### Writing Efficient Python Code

Python is a very popular language amongst data scientists due to the extensive list of libraries available to us. Pandas and Numpy inparticular are extremely useful at supporting data scientists to solve machine learning problems. 

However, Python also comes with it's own set of disadvantages. As Python is an interpreted language (code is executed line-by-line) it is significantly slower than it's counterlanguages; C and Java for example. With the rise of big data, more data is becoming available for data scientists to work with. Meaning it is important to find ways of keeping the code as efficient as possible and not carrying out any unneccessay computation time. One way of doing this is by avoiding for-loops. By making use of the inbuilt optimised routines, forcing all operations to be carried out in parallel can assist us in writing highly efficient code. Not only does this signficantly reduce the computation time, it in-turn reduces the amount of code. This making the code faster and much easier to check for bugs. Throughout this blog we will see different examples of python code which will execute the same task, but with considerably different run times.


In [1]:
# importing the libraries
import pandas as pd
import numpy as np
import random
import warnings

from timeit import Timer

warnings.filterwarnings("ignore")

Throughout this blog, we will investigate four ways of calculating the total cost, when given a dataframe consisting of the following two columns:
- the number of units 
- the price per unit

We will randomly generate 10,000 integer values for each column using the `random` library for the purpose of this example.
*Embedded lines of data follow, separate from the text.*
PR #29, opened 2017-10-17
Loader utilities fix

ANybakk:
LoaderUtilities.as contains a couple of handlers that gets in the way if you write your own map script, use PNGLoader (or a derivate of it) and want to write your own handlers for those specific hooks. You will get this error message: "Script: A function with the same name and parameters already exists".

This simple fix basically just places the include directive in the individual map loading scripts instead of the file containing the class declaration.

### DIFF
--- a/Entities/Materials/MaterialCommon.as
+++ b/Entities/Materials/MaterialCommon.as
@@ -7,6 +7,8 @@
 // the server-side. An example can
 // be found in Log.as
 
+#include "CustomBlocks.as";
+
 namespace Material
 {
   const float MERGE_RADIUS = 20.0f;
@@ -224,6 +226,10 @@ namespace Material
     else if (map.isTileGold(type))
     {
       createFor(this, 'mat_gold', 4 * damage);
+    }
+    else
+    {
+      MaterialFromCustomTile(this, type, damage);
     }
   }
 }
--- a/Entities/Materials/MaterialCommon.as
+++ b/Entities/Materials/MaterialCommon.as
@@ -7,8 +7,6 @@
 // the server-side. An example can
 // be found in Log.as
 
-#include "CustomBlocks.as";
-
 namespace Material
 {
   const float MERGE_RADIUS = 20.0f;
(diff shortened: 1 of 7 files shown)


ANybakk:
In hindsight, what appeared to be a very simple fix, isn't. I just commented out the include in my mod, but I realized I'll miss out on that DummyTile stuff (whatever it is).

I would suggest coming up with some other way to get rid of this possible conflict, either by including another script mid-code that can be overridden (though form last discussion, you didn't want that kind of solutions), an inheritance approach or maybe an extra RegisterFileExtensionScript call (or similar) in DefaultLoaders.as.

1bardesign:
I'm not sure why a modder writing their own map script couldn't just provide their own modification removing the includes as necessary? You aren't forced to use the vanilla files, and taking a copy and then modifying it seems like a pretty trivial "fix" that doesn't require any changes in vanilla?

What am I missing?

Sidenote: The dummy tile stuff is a part-way finished system for putting some of the blob block's collisions into the tilemap, but I think Skinney more or less abandoned the implementation part way through and afaik they don't actually do anything currently.

1bardesign:
> Good modability comes when implementation doesn't matter to the modder.

I agree with the sentiment, but we simply don't have this. The way it is done inside the engine is exactly the way it is exposed to the mods - we have an enormous hit handler, tile swapping code, sounds played on tile change and so on. You seem to repeatedly expect a miracle of modder-friendly engineering; while it would be nice, we have just exposed what we ourselves work with engine-side.

I understand the complaint at it's heart comes from wanting to accomplish what seems like something simple, but it's not how the game has turned out, and in the past whenever we _have_ put in extra work to make something modder-friendly or easier (TDM config, shops cost configs, tags to re-enable legacy behaviour, modular animal scripts) it has been hugely under-utilised or not used at all.

We're at the point where it's easier to help people create the modding conveniences that they want rather than build anything like this pre-emptively. If you want help building out a system like what you've described for use by you and other modders, I'd be happy to help.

It is important to remember that in practice, data scientists tend to work with much larger datasets, often comprising millions of rows, which would make the following code even slower.

In [76]:
# creating a dataframe with two columns and 10,000 rows, where the values have been randonly generated
df = pd.DataFrame({'number_of_units':np.random.randint(0,100,size=10000),
                    'price_per_unit':np.random.randint(0,1000,size=10000)})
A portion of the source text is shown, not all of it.